Work instruction:
Please return the lines of the data that contain "contact".

Provided data:
======
PR #1051, opened 2024-04-19
.ts migration files

phiSgr:


apps/framework-cli/src/framework/transform.ts
```diff
@@ -174,9 +208,21 @@ const handleMessage = async (
 
 const startConsumer = async (): Promise<void> => {
   const flows = getFlows();
-  const flowTopics = Array.from(flows.keys()).map(
-    (flow) => `${flow}_${version}`,
-  );
+  const migrations = getMigrations();
+
+  for (let [sourceTopic, vs] of migrations) {
```
DatGuyJonathan: This looks like it could be a `const` instead of `let` since they don't change.

DatGuyJonathan (approved):

apps/framework-cli/src/framework/transform.ts
phiSgr: good catch

PR #1095, opened 2024-04-23
Aggregations prototype

DatGuyJonathan:
Implemented the workflow defined here: https://www.figma.com/file/Eyi7IU5j9uYQAXD8H79UhI/Aggregations-and-Consumption?type=whiteboard&node-id=221-509&t=JzgHLuze4IKAamAP-4

Chatted with @okane16 and started a list of next steps: https://www.figma.com/file/Eyi7IU5j9uYQAXD8H79UhI/Aggregations-and-Consumption?type=whiteboard&node-id=274-3014&t=MHoNLOAZrhvK9cwJ-4. We'll turn them into linear tickets.

### DIFF
--- a/apps/framework-cli/src/framework/aggregations.ts
+++ b/apps/framework-cli/src/framework/aggregations.ts
@@ -11,8 +11,8 @@ interface ShowTablesResponse {
 }
 
 const cwd = Deno.args[0] || Deno.cwd();
-const AGGREGATES_DIR_PATH = `${cwd}/app/aggregates`;
-const AGGREGATE_FILE = "*.ts";
+const AGGREGATIONS_DIR_PATH = `${cwd}/app/aggregations`;
+const AGGREGATIONS_FILE = "*.ts";
 
 const CLICKHOUSE_DB =
   Deno.env.get("MOOSE_CLICKHOUSE_CONFIG__DB_NAME") || "local";
@@ -81,7 +81,7 @@ const getFileName = (filePath: string) => {
   return "";
 };
 
-const createAggregate = async (
+const createAggregation = async (
   chClient: ClickHouseClient,
   path: string,
   version: string,
@@ -92,7 +92,7 @@ const createAggregate = async (
     const sqlString = (await import(path)).default;
     if (typeof sqlString !== "string") {
       console.error(
-        `Not creating aggregate. Expected an export default SQL string from ${fileName}`,
+        `Not creating aggregation. Expected an export default SQL string from ${fileName}`,
       );
       return;
     }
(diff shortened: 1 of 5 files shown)


apps/framework-cli/src/framework/aggregations.ts
```diff
@@ -0,0 +1,164 @@
...
+  );
+  return createClient({
+    url: `${protocol}://${CLICKHOUSE_HOST}:${CLICKHOUSE_PORT}`,
+    username: CLICKHOUSE_USERNAME,
+    password: CLICKHOUSE_PASSWORD,
+    database: CLICKHOUSE_DB,
+  });
+};
+
+const waitForClickhouse = (chClient: ClickHouseClient) => {
```
DatGuyJonathan, line 44: Aggregations is basically materialized views that take data from a source table, aggregates stuff, and puts the result in a target table. Creating a materialized view depends on the source table to exist, so this aggregations service need to wait on something.

I tried ping & show tables, but they aren't 100% reliable. Looks like we already have a ticket for it: https://linear.app/514/issue/514-750/moose-started-faster-than-clickhouse-and-start-up-failed. FYI @phiSgr , lmk if I can help with anything.

apps/framework-cli/src/framework/aggregations.ts
```diff
@@ -0,0 +1,164 @@
...
+};
+
+const startFileWatcher = (chClient: ClickHouseClient) => {
+  const version = getVersion();
+  const pathToWatch = `${AGGREGATIONS_DIR_PATH}/**/${AGGREGATIONS_FILE}`;
+
+  watch(pathToWatch, { usePolling: true }).on(
+    "all",
+    async (event: string, path: string) => {
+      const antiCachePath = `${path}?num=${Math.random().toString()}&time=${Date.now()}`;
```
DatGuyJonathan, line 137: User could write an aggregation then we create a materialized view in clickhouse. If they change the sql string, we get a "change" event but it's going to import the same file path so it just uses what's already cached. Appending url params is a workaround: `https://github.com/denoland/deno/issues/13754#issuecomment-1908241494`

apps/framework-cli/src/utilities/docker-compose.yml
```diff
@@ -50,18 +50,43 @@ services:
...
-  deno:
+  flows:
     image: denoland/deno:1.41.2
     depends_on:
       - redpanda
     environment:
       - FILEWATCHER_ENABLED=${FILEWATCHER_ENABLED:-true}
       - MOOSE_REDPANDA_CONFIG__BROKER=${MOOSE_REDPANDA_CONFIG__BROKER:-redpanda:9092}
     volumes:
-      - ../:/home
```
DatGuyJonathan, line 61: Deno creates an `app/node_modules` folder in the container. The file paths in node_modules are only relevant for that container. Now that we have multiple deno containers, we don't want those node_modules volume to conflict so this change is just to be specific on what can be shared between deno containers.

callicles (approved):

PR #1179, opened 2024-05-06
Verify datamodel name on flow init

DatGuyJonathan:
Screenshot 2024-05-06 at 1 47 42 PM

### DIFF
--- a/apps/framework-cli/src/cli/routines/flow.rs
+++ b/apps/framework-cli/src/cli/routines/flow.rs
@@ -117,8 +117,8 @@ pub fn create_flow_file(
     }
 
     Ok(RoutineSuccess::success(Message::new(
-        "".to_string(),
-        "".to_string(),
+        "Created".to_string(),
+        format!("flow {}", flow_file_path.display()),
     )))
 }
 
--- a/apps/framework-cli/src/cli/routines/flow.rs
+++ b/apps/framework-cli/src/cli/routines/flow.rs
@@ -3,7 +3,7 @@ use std::{fs, io::Write, process::Stdio};
 use tokio::io::{AsyncBufReadExt, BufReader};
 use tokio::process::Command;
 
-use crate::cli::display::Message;
+use crate::cli::display::{Message, MessageType};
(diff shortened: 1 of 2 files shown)


apps/framework-cli/src/cli/routines/flow.rs
```diff
@@ -76,12 +76,75 @@ pub fn create_flow_file(
...
+pub fn verify_datamodel(project: &Project, datamodel: String) -> anyhow::Result<()> {
+    let child = std::process::Command::new("grep")
+        .arg("-r")
+        .arg("--include=*.ts")
+        .arg("-E")
+        .arg(format!("export\\s+interface\\s+\\b{}\\b", &datamodel))
+        .arg(project.schemas_dir())
+        .stdout(Stdio::piped())
+        .stderr(Stdio::piped())
+        .spawn()?;
```
DatGuyJonathan, line 134: One option is to crawl the schema, get framework objects, and check against that. It seems heavy for just an init command.

Another option is to check the .moose folder, but that requires dev to have been run.

Grep seems lightweight enough and works on Mac/Linux. LMK what y'all think.

callicles: That's a creative solution!

Quick question - should we fail if the datamodel doesn't exist?

DatGuyJonathan: Their order of operation could vary. They could create their data models first, then the flow, in which case we wouldn't print next steps. They could create the flow file first, then their data models, in which case we're just reminding them to add their data models by printing these next steps. I think that's a valid workflow. Feels like the reminder is gentler & they won't have to come back & re-run the flow init command.

callicles: 🤔  that feels fair for the output but does it work for the input? ie can you write a flow without having defined the data you will take as input?

callicles: Your other PR should cover this

callicles (approved):

PR #1192, opened 2024-05-07
fix: properly error when there is a problem with initializing using the user home directory

callicles:
* Do not panic when user directory is protected, properly fail
* Refactor the initialize routine to not use `Routines`
* Check project name for special characters to prevent a user from calling their project with a dot in there
* Removes `models` folder (not used)
* Adds some errors with the new error pattern

### DIFF
--- a/apps/framework-cli/src/cli.rs
+++ b/apps/framework-cli/src/cli.rs
@@ -22,17 +22,16 @@ use logger::setup_logging;
 use settings::{read_settings, Settings};
 
 use crate::cli::routines::aggregation::create_aggregation_file;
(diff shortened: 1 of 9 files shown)


apps/framework-cli/src/cli.rs
```diff
@@ -104,6 +103,13 @@ async fn top_command_handler(
                 &settings
             );
 
+            if name.contains('.') {
```
phiSgr: If this is about docker compose project name, I suggest removing special characters there.

callicles: Good call - fixed it

phiSgr (approved):

PR #1195, opened 2024-05-08
Implement retry when creating aggregations

DatGuyJonathan:
For example, aggregation A could depend on B which depends on C which depends on the actual source table:

aggsDependencyChain

&nbsp;
The order in which they're created isn't guaranteed, so we retry later if they fail with a specific dependency error:
&nbsp;

createAggsRetry

### DIFF
--- a/apps/framework-cli/src/framework/aggregations.ts
+++ b/apps/framework-cli/src/framework/aggregations.ts
@@ -3,6 +3,9 @@ import {
   ClickHouseClient,
 } from "npm:@clickhouse/client-web@1.0.1";
 import { watch } from "npm:chokidar@3.6.0";
+import * as fastq from "npm:fastq@1.17.1";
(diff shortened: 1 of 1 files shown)


apps/framework-cli/src/framework/aggregations.ts
```diff
@@ -3,6 +3,9 @@ import {
   ClickHouseClient,
 } from "npm:@clickhouse/client-web@1.0.1";
 import { watch } from "npm:chokidar@3.6.0";
+import * as fastq from "npm:fastq@1.17.1";
```
DatGuyJonathan, line 6: https://www.npmjs.com/package/fastq

Seems lightweight, recently maintained, & has lots of downloads. LMK if you have another package or approach in mind.

callicles (approved):
LGTM

PR #1197, opened 2024-05-09
fix: allow nullable arrays in typescript

callicles:
* Allows nullable arrays from typescript and encode them to empty arrays in Clickhouse
* Moves all the queries from the clickhouse queries folder to handlebars
* Remove some unused commented code for clickhouse configuration
* Fix an issue with nullable types 
* Removes generation of ts files now that we are on Ts models
* Escapes string sequences on insert


apps/framework-cli/src/framework/typescript/export_collectors.rs
```diff
@@ -79,8 +80,9 @@ pub fn get_data_model_configs(
         Value::Object(map) => {
             let mut result = HashMap::new();
             for (key, value) in map {
-                let config: DataModelConfig = serde_json::from_value(value)?;
-                result.insert(key, config);
+                let _ = serde_json::from_value(value).map(|model_config| {
```
phiSgr: Imperative `if let` is better than `.map` here, as we are doing it for the effect.

apps/framework-cli/src/infrastructure/kafka_clickhouse_sync.rs
```diff
@@ -287,7 +287,20 @@ fn mapper_json_to_clickhouse_record(
                         };
                     }
                     None => {
-                        record.insert(key, ClickHouseValue::new_string("NULL".to_string()));
+                        // Clickhouse doesn't like NULLABLE arrays so we are inserting an empty array instead.
```
phiSgr, line 301: Does it not accept `null` in a non-nullable array field, or does it really not like `Nullable(Array(T))`?

phiSgr (commented):
Greate simplification after removing tinytemplate.

apps/framework-cli/src/framework/typescript/export_collectors.rs
callicles: Thx! will switch

apps/framework-cli/src/infrastructure/kafka_clickhouse_sync.rs
callicles: You can't create a table with the schema Array NULLABLE

phiSgr: Ah indeed. `Nested type Array(String) cannot be inside Nullable type. (ILLEGAL_TYPE_OF_ARGUMENT)`

cjus (commented):
@callicles where's the code that allows nullable arrays in TypeScript?

callicles:
It is a combination of:
* In the kafka sync, if the property that is an array is not found then insert `[]`
* In the schema builder in clickhouse, if a column is an array, don't set it to nullable even if it is

tg339 (approved):
we seem to be moving back to functions for everything as opposed to sstruct methods. Not sure if that's intentional but we should probably align on a design pattern. Not urgent or blocking

phiSgr:
> Not sure if that's intentional but we should probably align on a design pattern. Not urgent or blocking

I prefer the plain function approach (as a person who is easily thwarted by friction). But currently we're not displaying a lot of the progress. This makes the CLI look less responsive than it is.

PR #1198, opened 2024-05-09
dump table to migration input topic

phiSgr:


apps/framework-cli/src/infrastructure/olap/clickhouse_alt_client.rs
```diff
@@ -0,0 +1,194 @@
...
+use crate::infrastructure::olap::clickhouse::config::ClickHouseConfig;
+use crate::infrastructure::olap::clickhouse::model::{ClickHouseColumnType, ClickHouseTable};
+
+pub fn get_pool(click_house_config: &ClickHouseConfig) -> clickhouse_rs::Pool {
+    let address = format!(
+        "tcp://{}:{}",
+        click_house_config.host, click_house_config.native_port
+    );
+
+    clickhouse_rs::Pool::new(
```
callicles, line 27: Does this create a new pool every time? or does it get a pool based on the `address`?

callicles (approved):
Small question about the connection pooling - otherwise looks good to me - nice work

apps/framework-cli/src/infrastructure/olap/clickhouse_alt_client.rs
phiSgr: https://github.com/514-labs/moose/pull/1198/files#diff-d4af486162b78407e0eea7401a6a4376ac6e0578a5f8a70144a06be8549c0519R240

PR #1200, opened 2024-05-09
Add recommended vscode extensions

DatGuyJonathan:


apps/framework-cli/src/cli/routines/initialize.rs
```diff
@@ -31,6 +31,16 @@ pub fn initialize_project(project: &Project) -> Result<RoutineSuccess, RoutineFa
         )
     })?;
 
+    project.create_vscode_files().map_err(|err| {
+        RoutineFailure::new(
+            Message::new(
+                "Failed".to_string(),
+                "to create 'vscode' files, Check permissions or contact us".to_string(),
+            ),
```
cjus, line 39: Should we use the 514 email address for moosejs?

georgevanderson (approved):

apps/framework-cli/src/cli/routines/initialize.rs
DatGuyJonathan: That makes sense! We probably should pull all of these "contact us" strings to a const so the email is in one place. Will check it out in a follow-up.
======
Problem solution:
+                "to create 'vscode' files, Check permissions or contact us".to_string(),
DatGuyJonathan: That makes sense! We probably should pull all of these "contact us" strings to a const so the email is in one place. Will check it out in a follow-up.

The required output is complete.